If you close netbeans, delete $USER/.netbeans/var/cache/index and all subdirectories and restart netbeans this clears the cache. If you have no compile errors, your problem ought to go away at this point.
NB: $USER is your user directory - on Windows 7 this is usually c:\Users\username, I guess on Unix it will be ~username.
If you get this problem please vote for, comment on, or add information to: http://netbeans.org/bugzilla/show_bug.cgi?id=182009
I experienced the same wired problem in NB 7.0.1, my hammer-IQ solution was to make a typo in the source code, run NB with this error (despite an error message) and than the cached class was successfully deleted.
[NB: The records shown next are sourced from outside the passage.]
PR #49, opened 2023-12-05
pins base docker image version to older version to keep support for yum

sassmith:
### What's New
With this new AWS release to their Docker images, `yum` is being replaced with `dnf`.
@mrostan and I's testing unfortunately proved this will not be a straight forward switch

This PR pins the base docker version to before this release so that `yum` is still supported. Will investigate switching over to `dnf` in a future ticket


mrostan (approved):
looks good, thanks!

PR #51, opened 2023-12-08
KIL-2846 Tableau proxy client

delkopiso:
#### What's new?
- Adds a Tableau proxy client for making requests to the Tableau API via both the tableauserverclient SDK's metadata query API and HTTP requests to Tableau REST API.
- Each tableau operation performs a sign in using a newly generated JWT. This makes it unnecessary to issue sign in operations to the agent.
- Each JWT is generated with a configurable expiration time. This expiration time has a default value of 5 minutes, but can be set by the caller when initializing the client similar to how other database clients handle statement timeouts.


mrostan (approved):
looks good!

PR #53, opened 2023-12-13
KIL-2852: Lambda Direct Update for AWS Agent

mrostan:
- New `LambdaDirectUpdater` Agent Updater:
  - Enabled when the wrapper type (from `MCD_AGENT_WRAPPER_TYPE` env var) is not `CLOUDFORMATION`.
  -  Uses [update_function_code](https://boto3.amazonaws.com/v1/documentation/api/latest/reference/services/lambda/client/update_function_code.html) to update the image used by the Lambda Function.
  - Supports updating `MemorySize` and `ConcurrentExecutions` by specifying these parameters in the update operation.
  - It uses [update_function_configuration](https://boto3.amazonaws.com/v1/documentation/api/latest/reference/services/lambda/client/update_function_configuration.html) to update the memory size.
  - It uses [put_function_concurrency](https://boto3.amazonaws.com/v1/documentation/api/latest/reference/services/lambda/client/put_function_concurrency.html) to update the concurrency settings.
- AWS Platform Provider refactored as it was named after "CloudFormation" but it actually works even in CloudFormation is not used, for example to access `CloudWatch` logs.


delkopiso (approved):
Nice!

PR #55, opened 2023-12-15
add sap hana proxy client

sassmith:
Adds proxy client for SAP HANA and unit tests

Tested in `test.aws_agent` with the AWS remote agent, was able to create integration and run SQL monitor


mrostan (approved):
nice!

PR #58, opened 2023-12-19
KIL-2848 PowerBI proxy client

delkopiso:
#### What's new?
- Adds a new PowerBI proxy client that wraps the existing HTTP Proxy client in order to generate an access token by performing an Azure Active Directory token exchange.


mrostan (approved):
nice!

PR #59, opened 2023-12-21
KIL-2910: update HTTP proxy client to support custom auth headers

97nitt:
This PR updates the `HttpProxyClient` to support custom authentication headers. 

For example, [authentication for the Pinecone API](https://docs.pinecone.io/docs/authentication#add-a-header-to-an-http-request) requires an API token be passed in an `Api-Key` header.


mrostan (approved):
looks good!

PR #60, opened 2023-12-22
KIL-2929 Support setting SSL verification on HTTP proxy client

delkopiso:
#### What's new?
Allows passing an optional boolean `verify_ssl` argument to the HTTP proxy client. If present, this value controls the `verify` argument to the `requests.request` method which determines whether the server's TLS certificate is verified or not.


mrostan (approved):
looks good!

PR #61, opened 2023-12-22
KIL-2919: [Azure Agent] implement get_logs endpoint

mrostan:
- Azure logging improvements to log structured data as we log for the other platforms
- Added Flask error handler to log unhandled exceptions
- Added `/api/v1/azure/logs/query` endpoint to get Azure logs using `Azure Monitor Query` client library
- The role `Log Analytics Reader` is required to be assigned to the user running the Azure Function at the Application Insights resource


apollo/interfaces/azure/host.json
```diff
@@ -3,8 +3,7 @@
   "logging": {
     "applicationInsights": {
       "samplingSettings": {
-        "isEnabled": true,
-        "excludedTypes": "Request"
+        "isEnabled": false
```
mrostan, line 6: disabled sampling as we want all messages to be logged

delkopiso (approved):
Looks great!

PR #62, opened 2023-12-26
add support for execute_sql_query with signed URL response

santiagoaguiar:
To support running dynamic and sample queries from the frontend, we want to return a signed URL from the agent so that the UI can download the file directly.

As we can have no further processing on the data that what the agent is able to perform, we need to define a common format and transform to that format in the agent (instead of doing the transformation on the data collector).

This PR adds an implementation for Snowflake to validate the approach and open it for suggestions & comments.


apollo/agent/models.py
```diff
@@ -88,5 +94,15 @@ class AgentHealthInformation:
         metadata=config(exclude=exclude_none_values), default=None
     )
 
-    def to_dict(self) -> Dict:  # type: ignore
-        pass
+
+@dataclass
+class AgentExecuteSqlQueryResponse(DataClassJsonMixin):
```
santiagoaguiar, line 99: Opted to declare this here as a 'built-in command response schema', so it could be easier to adhere to in the different clients.

apollo/agent/serde.py
```diff
@@ -48,3 +55,27 @@ def default(self, obj: Any):
         if serialized is not obj:  # serialization happened
             return serialized
         return super().default(obj)
+
+
+def row_value_encoder(value: Any) -> Any:
```
santiagoaguiar, line 60: Encoding is different here than the default agent serializer, we want it to be more lightweight, and typing to be inferred if needed from field schema (which we still need to add...).

apollo/integrations/snowflake/snowflake_proxy_client.py
```diff
@@ -48,3 +50,27 @@ def get_error_extra_attributes(self, error: Exception) -> Optional[Dict]:
...
+            else:
+                is_partial = False
+
+            description = cursor.description or []
+
+            return AgentExecuteSqlQueryResponse(
+                number_of_rows_fetched=len(results),
+                field_names=[field[0] for field in description],
+                rows=results,
+                is_partial=is_partial,
```
santiagoaguiar, line 75: Might change this schema a little. Now, it mimics what the data collector is returning on the execute SQL query, so we don't need a different implementation depending if we are going against an agent or a legacy DC.

apollo/agent/agent.py
```diff
@@ -457,6 +462,14 @@ def _execute_client_operation(
                 )
                 url = storage_client.generate_presigned_url(key, expiration_seconds)
                 response.use_location(url)
+                logger.info(
+                    f"Generated pre-signed url for operation: {connection_type}/{operation_name}",
```
santiagoaguiar, line 466: Logging here as generating pre-signed URL seems significant enough, as it expands the lifetime of the returned data and makes it available to others.

apollo/interfaces/agent_response.py
```diff
@@ -56,5 +56,10 @@ def calculate_result_size(self) -> int:
             return 0
         return len(self.serialize_result().encode())
 
-    def serialize_result(self) -> str:
-        return json.dumps(self.result, cls=AgentSerializer)
+    def serialize_result(self, unwrap_result: bool = False) -> str:
```
santiagoaguiar, line 59: I need the data to be stored without any agent message wrapping, as the data is intended to be used by clients directly.

mrostan (approved):
looks good to me, nice work!

PR #63, opened 2023-12-28
Add TCP Keep Alive settings for Redshift and Postgres connections

mrostan:
- In Azure we were experiencing issues due to missing/wrong keep alive settings connecting to Redshift, basically queries taking more than 5 minutes were never ending
- The issue was fixed by adding the following settings when the `psycopg` connection is initialized:
  - `keepalives=1`
  - `keepalives_idle=30`
  - `keepalives_interval=10`
  - `keepalives_count=5`
- More information about these settings [here](https://www.postgresql.org/docs/current/libpq-connect.html#LIBPQ-KEEPALIVES)
- **Note**: we'll need to test all other integrations as they might experience the same issue. It would be great if we could change the settings globally for the image, as it is possible in Linux as discussed [here](https://stackoverflow.com/questions/71343175/why-are-the-keepalives-params-in-psycopg2-connect-required-to-run-long) and [here](https://github.com/moby/moby/issues/31208), but it seems it's not possible to change these settings for a Docker image.


apollo/integrations/db/postgres_proxy_client.py
```diff
@@ -22,9 +23,18 @@ def __init__(self, credentials: Optional[Dict], client_type: str = "postgres", *
...
-        )
+        }
+        # we were having tcp keep alive issues in Azure, so we're forcing it now unless configured from the dc
+        # https://www.postgresql.org/docs/current/libpq-connect.html#LIBPQ-KEEPALIVES
+        if _KEEP_ALIVE_SETTING not in connect_args:
+            connect_args[_KEEP_ALIVE_SETTING] = 1
+            connect_args[f"{_KEEP_ALIVE_SETTING}_idle"] = 30
+            connect_args[f"{_KEEP_ALIVE_SETTING}_interval"] = 10
+            connect_args[f"{_KEEP_ALIVE_SETTING}_count"] = 5
+
```
santiagoaguiar, line 36: Very small nit, but maybe just easier to do keepalives_idle (easier to search later for these settings if needed :)).

santiagoaguiar (approved):

apollo/integrations/db/postgres_proxy_client.py
mrostan: Yeah, good point, will make the change

PR #65, opened 2023-12-29
KIL-2884: update readme file with instructions for Lambda and Azure

mrostan:
Updated Readme file that was focused on GCP development only to support all platforms and link when needed to our public docs.
Left an "advanced" section with some commands needed for manual deployment.


README.md
```diff
@@ -58,7 +57,34 @@ deployment options.
 }
 ```
 
-### Adding new integrations
+#### Running storage operations locally
+If you need to run storage (S3, GCS or Azure Blob) operations locally you can run the agent setting these 
+environment variables: `MCD_STORAGE` and `MCD_STORAGE_BUCKET_NAME`, for example:
+```shell
+PYTHONPATH=. MCD_DEBUG=true MCD_STORAGE_BUCKET_NAME=agent-bucket MCD_STORAGE=GCS python apollo/interfaces/generic/main.py
```
santiagoaguiar, line 64: Not a bad idea to include a `.envrc.example` file or similar on the repo with all the env vars that you usually need to set, though they are not that many today.

BTW, instead of `PYTHONPATH=.` it also works to run `python -m apollo.interfaces.generic.main`

README.md
```diff
@@ -58,7 +57,34 @@ deployment options.
...
+            {
+                "method": "list_objects"
+            }
+        ]
+    }
+}
+```
+
+## Adding new integrations
+How to add new integrations is documented in Notion [here](https://www.notion.so/montecarlodata/Adding-support-for-Remote-Agents-to-integrations-3d5025ef36eb47de8488cdafdc39d42c?pvs=4).
```
santiagoaguiar, line 87: Given this is a public repo, we probably shouldn't be adding notion links here. Maybe that doc could be moved to the repo.

README.md
```diff
@@ -76,29 +102,28 @@ You can use `BqProxyClient` as a reference, basically you just need to:
...
-gcloud run deploy dev-apollo-agent --image montecarlodata/pre-release-agent:latest-cloudrun --region us-east1
-```
-The same build process publishes also the `generic` image with the tag `latest-generic`, so you can use it to run a
-standalone agent.
 
-### Release process
+For now, that build is not updating the dev agents for the different platforms, the easiest way to update 
+them is to connect to MC Dev environment with `dev.apollo.agent` user (credentials in 1Pwd), go to
+Settings -> Integrations -> Agents & Data Store and update the (or use the `agents upgrade` command in MC CLI).
+
```
santiagoaguiar, line 112: Similar about these comments, we might need to move them elsewhere?

santiagoaguiar (approved):

README.md
pxc-dev: You can just link to our public docs for the process
- AWS: https://docs.getmontecarlo.com/docs/create-and-register-an-aws-agent#how-do-i-upgrade-the-agent
- GCP: https://docs.getmontecarlo.com/docs/create-and-register-a-gcp-agent#how-do-i-upgrade-the-agent

README.md
```diff
@@ -117,3 +159,55 @@ See [LICENSE](https://github.com/monte-carlo-data/apollo-agent/blob/main/LICENSE
 ## Security
 
 See [SECURITY](https://github.com/monte-carlo-data/apollo-agent/blob/main/SECURITY.md) for more information.
+
+## Advanced deployment
```
pxc-dev, line 163: Let's include a comment making it clear that the preferred way to deploy is using our templates and that these templates also support using any image, so devs can just use a test image with them. 

Using IaC is easier and more manageable than creating resources manually.

pxc-dev: The examples in the template repos might also be handy to have links for too as they automate usage

E.g. with AWS Terraform -- https://github.com/monte-carlo-data/terraform-aws-mcd-agent/blob/70c571c5bf0e698f3b640fef8ffd03cc3e8372e1/examples/agent/Makefile#L10

README.md
```diff
@@ -117,3 +159,55 @@ See [LICENSE](https://github.com/monte-carlo-data/apollo-agent/blob/main/LICENSE
...
+
+If you have your own ECR repo used for testing you'll need to login first:
+```shell
+aws ecr get-login-password --region us-east-1 --profile <aws_profile> | docker login --username AWS --password-stdin <account_id>.dkr.ecr.us-east-1.amazonaws.com
+```
+
+And then tag/push your image:
+```shell
+docker tag lambda_agent:latest <account_id>.dkr.ecr.us-east-1.amazonaws.com/dev-agent:95
+docker push <account_id>.dkr.ecr.us-east-1.amazonaws.com/dev-agent:95
```
pxc-dev, line 206: These steps hardcode version numbers. We should make it clear that those numbers are just examples

README.md
```diff
@@ -58,7 +61,45 @@ deployment options.
...
-### Adding new integrations
+#### Local execution using Docker
+You can also execute the agent building and running a Docker image:
+```shell
+docker build -t local_agent --target generic --platform=linux/amd64 .;\
+docker run --rm --name local_agent -p8081:8081 -ePORT=8081 -it local_agent
+```
+Or running the latest dev image from DockerHub:
+```shell
+docker run --rm --name dev_agent -p8081:8081 -ePORT=8081 -it montecarlodata/pre-release-agent:latest-generic
```
pxc-dev, line 72: For future devs, can we include a line explaining how to run the unit tests with the image? Thanks!

pxc-dev (approved):
Thanks again for doing this!

Issue #676, opened 2018-09-24
FASTA Importer requires a regexp if associating with a parent


bradfordcondon:
### System information

* Tripal Version: 3

## description

The Tripal FASTA importer requires a regular expression if you choose to associate the features with a parent.  However, this parameter should be optional.  It is optional for other importers (For example the InterPro importer).  
Why?

If I am associating interproscan annotations for a set of proteins, where the protein names === the mRNA names, i should just be able to specify the type (mRNA).  As it is, I also have to provide a regexp ie `>(.*)`

Heres where validation fails:

https://github.com/tripal/tripal/blob/9541d27c4843d2cbfedf01226ef048a4c23daacb/tripal_chado/includes/TripalImporter/FASTAImporter.inc#L280-L289

If we allow this, then we also need to update the importer here:

https://github.com/tripal/tripal/blob/9541d27c4843d2cbfedf01226ef048a4c23daacb/tripal_chado/includes/TripalImporter/FASTAImporter.inc#L538-L543

and set `$subject` to `$accession` (defined right above) instead of `''` by default.

bradfordcondon:
any input from @tripal/project-managent-commitee-pmc on if this change should be made or not?

laceysanderson:
I’ll vote yes for making the regex optional for the fasts loader 🙋‍♀️

bradfordcondon:
ok good enough for me.  simple fix, i can take care of it when i have the chance.

PR #738, opened 2018-11-08
676 allow no regexp for parent in FASTA importer

bradfordcondon:
# New Feature

Issue #676 

## Description
The FASTA importer adds a relationship to another feature if you specify the type and a regexp.  however a regexp is not necessary if the parent feature name is identical to the feature you are importing.

This simple PR allows a form to be submitted with a parent feature type and relationship type but no regexp.  And, if this is so, it will search for the parent with the same uniquename.  This feature is found in other importers as discussed in #676.

## Testing?
As a bonus i wrote a test case for this feature.  We insert two mRNAs.  then we load polypeptides with the same names and verify that the importer links them (that the mRNA has a feature_relationship record)


bradfordcondon:
ill look into the failed test today, it passes locally...


oops, i added a join and forgot you cant chain joins.  should be fixed.

tripal_chado/includes/TripalImporter/FASTAImporter.inc
```diff
@@ -536,7 +535,7 @@ class FASTAImporter extends TripalImporter {
         }
 
         // Get the relationship subject
-         $subject = "";
+         $subject = $name ? $name : $uname;
```
bradfordcondon: should this actually be $uname or null? or instead of $name or $uname?

laceysanderson: I think it should be 
```suggestion
         $subject = $uname ? $uname : "";
```
based on https://github.com/tripal/tripal/pull/738/files#diff-8006ac719a97e82d92833b60886802a2L831 where the query looking up the parent/subject for the relationship checks the uniquename column.

laceysanderson (commented):
Test passes locally for me 👍

laceysanderson (approved):

bradfordcondon:
the second review for this PR does not need to be functional.

spficklin (approved):

spficklin:
Non-functional code review looks good. I merged it.

Issue #703, opened 2018-10-03
Fields with disabled widgets


bradfordcondon:
## Feature Request/Discussion

* This feature [does ] attempt to solve an existing problem with Tripal
* I am] open to developing or collaborating on an extension module if this is not a good fit for Tripal Core
* This feature is [Not Urgent]

### Description

Site admins should be able to disable widgets for a field.  I think being able to disable them based on **permisions** would be extra awesome.

### Your Specific Use Case
Some fields we use sparingly, and only by an admin.    We woudl like undergrad curators to not get bogged down and distracted by these fields when creating content.  Note- without fieldsets, these forms can get scary fast!

Additionally, whati f you like a field to display, and you utilize programmatic ways of populatng it, but you dont want to ever manually set it, but the field provides a widget for it?  An example is the **Annotation** field.  We set that with blast/interpro importers, never manually.

laceysanderson:
I have also come across this need. For example, we have properties we no longer use on our germplasm pages. I do not want to delete the field since I want to display it if it's already set but I do not want people to set this field on edit since it's deprecated.

I also just personally prefer hiding fields rather then deleting them. That way I remember they are there and can easily only show one additional field if I change my mind. Currently I have to delete ant used fields to keep them out of the edit form and then when I next click "Find new fields" they all come back again. This is particularly tiresome on the publication content type which has a lot of property fields that are not necessarily used.

My preferred solution would be able to just select "Hidden" as the widget. This would be as easy as creating a widget with no form that can be used for any field.

bradfordcondon:
i've kind of conflated two issues here:

* Hiding fields

* Hiding based on permissions.

@laceysanderson you sounded your support for the first but not for permissions-based hiding: what do you think?  I see this as critical for tripal HQ.

edit: its possible that we will want to implement the permission-based hiding on tripal_hq's end which is fine.

almasaeed2010:
I think I'd be ok with `hidden` as a widget option as @laceysanderson suggested since I have never felt the need to add data to an auto-populated field. Is there a specific case @bradfordcondon where admins would need to edit some field and at the same time won't let the user (submitter) edit it?

bradfordcondon:
@almasaeed2010 :
>Is there a specific case @bradfordcondon where admins would need to edit some field and at the same time won't let the user (submitter) edit it?


I think all of the lookup fields fall under this category.  Publication, annotation, dbxref.  They are too complicated for an end user and/or require content creation, inserting terms, etc.

[...]

PR #742, opened 2018-11-09
703 field permission guide

bradfordcondon:
# Documentation

Issue #703

## Description

Provides documentation for setting individual field permissions using the field permissions module.

## Testing

Ideally you will build the documentation locally (`make html` in the docs folder, open the build in `_build`) and then follow the guide to configure a field permission.  If you havent built our docs before you'll need to [install sphinx first](http://www.sphinx-doc.org/en/master/usage/installation.html)

## images

screen shot 2018-11-09 at 4 10 51 pm


bradfordcondon:
question to ask yourself if you review: is this document in the right place :P


edit: now that im thinking about this, it belongs in the user guide instead, iun the "set up example genomic site" for sure.

docs/dev_guide/field_permissions.rst
```diff
@@ -0,0 +1,50 @@
...
+Setting Field-specific Permissions
+--------------------------------------------
+
+
+
+Let's assume I want to hide the Cross-Reference field from my users submitting Genome Assembly data, but still want it available for my administrators.
+
+.. image:: ./field_permissions.1.cross_ref_GA.png
+
+First, navigate to the bundle field configuration page via **Admin --> Structure --> Tripal Content --> Genome Assembly**.  For each field we want to hide, we must configure the field instance settings individually.  Click **Edit** for the Cross Reference field, and scroll down to **CROSS REFERENCE FIELD SETTINGS**.
```
almasaeed2010: Admin --> Structure --> Tripal Content --> Genome Assembly --> Manage Fields

Missing `Manage Fields`

almasaeed2010 (approved):
Followed this guide on our live site to customize field permissions. Clear and very helpful! Thanks @bradfordcondon

bradfordcondon:
thanks for reviewing.  Doyou agree this belongs in user guide instead of dev guide?

almasaeed2010:
I do. There is no programming at all in this. It's part of using Tripal rather than developing for Tripal.

bradfordcondon:
agreed. ill commit to move it.

bradfordcondon:
ok i stuck it in the user guide instead.  i still am not sure if i like where it is, but its an improvement.

spficklin:
Some suggestions for this document.
1)  Can we move it under the header 'Working with Content Types"
2)  I think since this is meant for end-users (not developers) we need to adjust some vocabulary.
    a)  The word bundle should be renamed 'content types'.  I don't think we use the word bundle for users..
    b)  It refers to the HQ module, but that's not been introduced in our tutorial prior to this document.  Perhaps we need an introduction here to the HQ module and how this field_permission module integrates with it? Or we can just leave out the HQ sentences?
    c)  So this sentence bothers me:  "Some fields are just not intuitive without some Chado experience: for example, the Cross-Reference field."    The point of fields was to take Chado out of the picture. A cross reference should be understandable without knowing anything about Chado... right?

So, one last thing to consider.... The web services do not support field_permissions I don't think.  So, if a field is hidden on a page it should also be hidden in web services, right?  I know this is just documentation and not code, but we should probably test it to see if web services is also affected.

bradfordcondon:
Thanks a lot for your feedback.  I wrote it on my blog thinking of developers but you are right i should re-think it with end users more in mind now that i've moved it there.


I moved it where you suggested, renamed bundles to content types.


>Or we can just leave out the HQ sentences?

I tried removing HQ all-together.  What do you think?  Should we add a `..note` that says if you are interested in having users submitting content, check out Tripal HQ?
 
>A cross reference should be understandable without knowing anything about Chado... right?

The field might be understandable, but not the **Widget** i would say?  Really what i mean is you need to add stuff to another table first... How about: "Some fields require prior insertion of data elsewhere: for example, the Cross-Reference field."

(side note, i just tried creating an analysis with a cross ref to the db AGL of the nonexistent accession "waffle".  the content got created, but without a dbxref.  No warning, no validation failure. This is what im getting at, a user might get confounded that they need to insert the accession first, and maybe they dont even have permission to do so.  Thats why we want to hide this widget from them.)


>The web services do not support field_permissions I don't think. So, if a field is hidden on a page it should also be hidden in web services, right? I know this is just documentation and not code, but we should probably test it to see if web services is also affected.

This is interesting.  The desired behavior would be to display the field if its set to display to an anonymous user (logged in user?)?  And the other purpose of field permissions, setting it for the widget only, doesnt effect web services...

bradfordcondon:
Looks like setting field permissions has no effect on web services: the field shows up  no matter what.

The main purpose of field permissions is (in my case) to hide confusing widgets from curators submitting content. Hiding content for non-admins was a bonus.  I would say we could keep as is and add a warning that content wont be hidden from web-services in the guide, but then we still have that warning to deal with....

Here's the warning i get:

```php
Notice: Undefined offset: 0 in TripalContentService_v0_1->addEntityField() (line 383 of /Users/bc/tripal/sites/all/modules/tripal/tripal_ws/includes/TripalWebService/TripalContentService_v0_1.inc).
Notice: Undefined offset: 0 in TripalContentService_v0_1->addEntityField() (line 396 of /Users/bc/tripal/sites/all/modules/tripal/tripal_ws/includes/TripalWebService/TripalContentService_v0_1.inc).

```

bradfordcondon:
easy to resolve the warning by adding this to the web services class just prior to here: 

https://github.com/tripal/tripal/blob/bfca9765a5ef7aece7b4355c886d91513a89cadb/tripal_ws/includes/TripalWebService/TripalContentService_v0_1.inc#L383


```php
  if (empty($values)){
        return;
      }

      // If the value is an array and this is the field page then all of those
      // key/value pairs should be added directly to the response.
      if (is_array($values[0])) {
```

adding this also causes the ws to work how i'd expect: it isnt returned since we didnt have the permission enabled for an anonymous user.

probably also need to add a case for where cardinality != 1....  what do you think?  This would make the ws behave how i expect (field isnt shown on web services), and it resolves the php warning.

spficklin:
I like the changes!  I think we can merge, but I think we should add a new issue that requests support for the field_permissions within the web services.  If we recommend the module we should be sure to support it.

bradfordcondon:
awesome, thanks!  Ill make a separate issue for supporting it in web services so we can take more care in applying the fix, as you suggest.

bradfordcondon:
im going to add in a note referring users to tripal HQ for more information about users submitting content, then merge.  thanks for hte reviews both of you.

I experienced this issue on Linux Mint Nadia with Netbeans 7.2.1, but was stumped as to where the cache location might be - mine was actually located at
/home/USER/.cache/netbeans/7.2.1
rather than in the .netbeans folder.
If you're not sure where the cache is located on your particular setup, just go to the help > about menu in Netbeans and it'll tell you the correct path.
After realising that the cause was a bad cache from the other posted solutions, I solved this problem by copying the file to another directory, deleting it from NetBeans, and then adding it again.
In fact, you neednt delete whole of index folder.
When you open netbeans and your project folder is active. Netbeans starts scanning files and creates temporary project folders (in index folder) for all active projects. If you check index\segments file(its a text file and can be viewed in notepad/(text editor)), you will be able to identify the folders that represent your project. You can then delete those folders and restart netbeans.
*Active project means those projects that were open before Netbeans was shutdown.
Had the same problem on Windows 7 with Netbeans 12.
Cache is here:
C:\Users\<Username>\AppData\Local\NetBeans\Cache
, but the deleting cache is not helpful sometimes. The better solution is to recompile the problematic class i.e. make a minor change (e.g. add space) and save.